*** Dataset

PR #5458, opened 2026-04-08
[PQC] CANDLEPIN-1175: Enforce RHEL crypto policy for primitive crypto operations

bakajstep:
RHEL crypto policy restrictions (jdk.certpath.disabledAlgorithms) are not enforced by Java during primitive operations or when using BouncyCastle. Added CryptoPolicyValidator that reads the JVM security property at startup and validates configured schemes against it, throwing an error if any scheme uses forbidden algorithms or key sizes. The same validation is applied during manifest import if the manifest contains a scheme.json.

### DIFF
--- a/src/main/java/org/candlepin/pki/CryptoPolicyValidator.java
+++ b/src/main/java/org/candlepin/pki/CryptoPolicyValidator.java
@@ -1,0 +1,372 @@
+/*
+ * Copyright (c) 2009 - 2026 Red Hat, Inc.
+ *
+ * This software is licensed to you under the GNU General Public License,
+ * version 2 (GPLv2). There is NO WARRANTY for this software, express or
+ * implied, including the implied warranties of MERCHANTABILITY or FITNESS
+ * FOR A PARTICULAR PURPOSE. You should have received a copy of GPLv2
+ * along with this software; if not, see
+ * http://www.gnu.org/licenses/old-licenses/gpl-2.0.txt.
+ *
+ * Red Hat trademarks are not licensed under GPLv2. No permission is
+ * granted to use or replicate Red Hat trademarks that are incorporated
+ * in this software or its documentation.
+ */
+package org.candlepin.pki;
+
+import org.candlepin.config.ConfigurationException;
+import org.candlepin.sync.SchemeFile;
+
+import org.slf4j.Logger;
+import org.slf4j.LoggerFactory;
+
+import java.io.ByteArrayInputStream;
+import java.security.Security;
+import java.security.cert.CertificateException;
+import java.security.cert.CertificateFactory;
+import java.security.cert.X509Certificate;
+import java.security.interfaces.DSAPublicKey;
+import java.security.interfaces.ECPublicKey;
+import java.security.interfaces.RSAPublicKey;
+import java.util.ArrayList;
+import java.util.Base64;
+import java.util.Collections;
+import java.util.List;
+import java.util.Locale;
+import java.util.regex.Matcher;
+import java.util.regex.Pattern;
+
+import javax.inject.Inject;
+import javax.inject.Singleton;
+
+
+
+/**
+ * Validates cryptographic schemes against the system's crypto policy as defined by the JVM security
+ * property {@code jdk.certpath.disabledAlgorithms}.
+ *
+ * <p>RHEL crypto policy restrictions are loaded into JVM security properties but are not enforced by
+ * Java during primitive cryptographic operations (key/cert generation) or when using BouncyCastle as
+ * the TLS provider. This class reads those restrictions and enforces them for Candlepin's configured
+ * schemes.
+ *
+ * <p>The parser handles the JDK disabled algorithms format:
+ * <ul>
+ *   <li>Plain algorithm name: {@code MD2} (fully disabled)</li>
+ *   <li>Key size constraint: {@code RSA keySize < 2048}</li>
+ *   <li>Conditional constraints ({@code jdkCA}, {@code denyAfter}, {@code usage}): ignored, as they
+ *       are certpath/TLS-context-specific and not relevant to primitive operations</li>
+ *   <li>{@code include <property>}: resolved recursively</li>
+ * </ul>
+ */
+@Singleton
+public class CryptoPolicyValidator {
+    private static final Logger log = LoggerFactory.getLogger(CryptoPolicyValidator.class);
+
+    static final String CERTPATH_DISABLED_ALGORITHMS_PROPERTY = "jdk.certpath.disabledAlgorithms";
+
+    private static final Pattern KEY_SIZE_PATTERN = Pattern.compile(
+        "keySize\\s*(<=|<|==|!=|>=|>)\\s*(\\d+)", Pattern.CASE_INSENSITIVE);
+
+    private final List<DisabledAlgorithm> disabledAlgorithms;
+
+    @Inject
+    public CryptoPolicyValidator() {
+        this(Security.getProperty(CERTPATH_DISABLED_ALGORITHMS_PROPERTY));
+    }
+
+    /**
+     * Constructs a validator from a raw disabled algorithms string (the format used by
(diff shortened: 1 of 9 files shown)


src/main/java/org/candlepin/pki/CryptoPolicyValidator.java
```diff
@@ -0,0 +1,372 @@
...
+
+    /**
+     * Represents a key size constraint from the crypto policy (e.g. "keySize < 2048").
+     *
+     * @param operator
+     *  the comparison operator as a string
+     * @param value
+     *  the key size threshold in bits
+     */
+    record KeySizeConstraint(String operator, int value) {
```
Ceiu, line 359: If we're going to approach something like a proper parser+tokenizer, we shouldn't be doing the evaluation on every check. This should be, at minimum, an enum.

src/main/java/org/candlepin/pki/CryptoPolicyValidator.java
```diff
@@ -0,0 +1,372 @@
...
+        }
+
+        return false;
+    }
+
+    /**
+     * Attempts to extract the key size (in bits) from a Base64-encoded X.509 certificate. Returns null
+     * if the certificate cannot be parsed or the key type is unrecognized.
+     */
+    private static Integer extractKeySizeFromCertificate(String base64Certificate) {
```
Ceiu, line 302: nack to this

This logic heavily codes us against specific key implementations and is extraneous for what we need. Also, it won't work for certs using ML-DSA key pairs since those aren't represented below.

src/test/java/org/candlepin/sync/ImporterTest.java
```diff
@@ -243,8 +198,13 @@ private void updateReleaseVersion(String version, String release) throws URISynt
     }
 
     private Importer buildImporter() {
+        return buildImporter(this.cryptoPolicyValidator);
+    }
+
+    private Importer buildImporter(CryptoPolicyValidator cryptoPolicyValidator) {
         return new Importer(this.mockConsumerTypeCurator, this.mockRulesImporter, this.mockOwnerCurator,
             this.mockIdentityCertCurator, this.refresherFactory, this.cryptoManager,
+            cryptoPolicyValidator,
```
Ceiu, line 207: Validation should be left to the CryptoManager as one of its interfaces. The backend logic can (and probably should) be compartmentalized to a validator class, but that should be transparent to the callers for exactly this reason: it's another dependency for a concern that's already owned by the CryptoManager.

This will also mean other changes to it, such as deciding how we want to deal with validation. E.g. do we really need to check if the scheme from a manifest can be used right before we use them? Probably not, but right now the validation step would logically include that. So we'll have to think about how to cleanly split those concerns apart without conflating the API.

src/main/java/org/candlepin/pki/CryptoPolicyValidator.java
```diff
@@ -0,0 +1,372 @@
...
+ *   <li>Conditional constraints ({@code jdkCA}, {@code denyAfter}, {@code usage}): ignored, as they
+ *       are certpath/TLS-context-specific and not relevant to primitive operations</li>
+ *   <li>{@code include <property>}: resolved recursively</li>
+ * </ul>
+ */
+@Singleton
+public class CryptoPolicyValidator {
+    private static final Logger log = LoggerFactory.getLogger(CryptoPolicyValidator.class);
+
+    static final String CERTPATH_DISABLED_ALGORITHMS_PROPERTY = "jdk.certpath.disabledAlgorithms";
```
Ceiu, line 66: This should be declared as public or private. If we're leaving it package private for testing, that's a violation of our testing standards.

src/main/java/org/candlepin/pki/CryptoPolicyValidator.java
```diff
@@ -0,0 +1,372 @@
...
+     * Validates algorithms from a manifest's {@link SchemeFile} against the system crypto policy.
+     * The key size is extracted from the embedded X.509 certificate if present.
+     *
+     * @param schemeFile
+     *  the scheme file from a manifest to validate
+     *
+     * @throws ConfigurationException
+     *  if the scheme file's algorithms violate the crypto policy
+     */
+    public void validateSchemeFile(SchemeFile schemeFile) {
```
Ceiu, line 135: This is hyper-specific to the manifest flow, and contributes to the abstractions-for-the-sake-of-abstractions problem we have throughout the codebase. Validation should be generic enough that this level isn't concerned with where the scheme originated, so such a method should not be needed.

src/main/java/org/candlepin/pki/CryptoPolicyValidator.java
```diff
@@ -0,0 +1,372 @@
...
+
+        Integer keySize = extractKeySizeFromCertificate(schemeFile.certificate());
+
+        List<String> violations = checkAlgorithms(
+            schemeFile.signatureAlgorithm(),
+            schemeFile.keyAlgorithm(),
+            keySize);
+
+        if (!violations.isEmpty()) {
+            throw new ConfigurationException(String.format(
```
Ceiu, line 148: This is a moot point given the other comments, but a scheme file originating from a manifest would not be a configuration issue -- it'd be a custom issue for the user to solve (the manifest cannot be loaded because the scheme it was built with is not supported by this Candlepin instance).

src/main/java/org/candlepin/pki/CryptoPolicyValidator.java
```diff
@@ -0,0 +1,372 @@
...
+
+        return violations;
+    }
+
+    /**
+     * Returns the parsed list of disabled algorithm entries. Visible for testing.
+     *
+     * @return an unmodifiable list of disabled algorithm entries
+     */
+    List<DisabledAlgorithm> getDisabledAlgorithms() {
```
Ceiu, line 209: No modifier

src/main/java/org/candlepin/pki/impl/bc/BouncyCastleCryptoManager.java
```diff
@@ -107,6 +108,10 @@ public BouncyCastleCryptoManager(Configuration config, BouncyCastleProvider secu
         Stream.concat(this.schemes.stream(), Stream.of(this.defaultScheme))
             .forEach(this::validateScheme);
 
+        // Validate schemes against the system crypto policy
+        Stream.concat(this.schemes.stream(), Stream.of(this.defaultScheme))
```
Ceiu, line 112: This should not be a separate validation step from the existing internal validation logic. I imagine this may change as we expose this/these method(s), but given the current implementation, this should not be a separate loop through the schemes.

Ceiu (changes requested):
There's a lot to unpack here. The primary problem with this approach is that it adds a completely separate validator that's independent of the crypto manager and its centralization of all the crypto and scheme stuff, while still being used by said crypto manager.

While I'm not a huge fan of that approach, it's not necessarily wrong on its own. However, if we were to do that, then *all* validation should move over to it rather than having some of it in the crypto manager and some in the new validator.

Additionally, the parsing logic also doesn't seem to pick a direction. It kind of parses+tokenizes, but stops short of actually committing to such an approach; leaving us in this "we've parsed, but we're still doing string testing on every check" space which is the worst of both worlds.

Out of curiosity, how much of this PR is AI generated? There are a lot of things in here that aren't your typical style, and the comments are written and formatted in a way that you don't normally write.

Ceiu:
Also, before I forget: the commit message doesn't at all follow our conventions. Something's amiss here.

Ceiu:
After some discussions, we're converting this to a draft while we wait for additional information to ensure we're implementing the right thing.

nikosmoum:
I've reached out and received feedback, and it turns out 'candlepin respects the underlying RHEL crypto policy' is about the algorithms allowed during the TLS connections to/from candlepin/tomcat itself. The crypto policy of the system Candlepin runs on should not affect the cert/key generation for clients, because client's crypro policies may differ from it.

******

**Exercise objective:** Copy out all lines of the material above in which "ConfigurationException" occurs.

**Output for this task:**
+import org.candlepin.config.ConfigurationException;
+     * @throws ConfigurationException
+            throw new ConfigurationException(String.format(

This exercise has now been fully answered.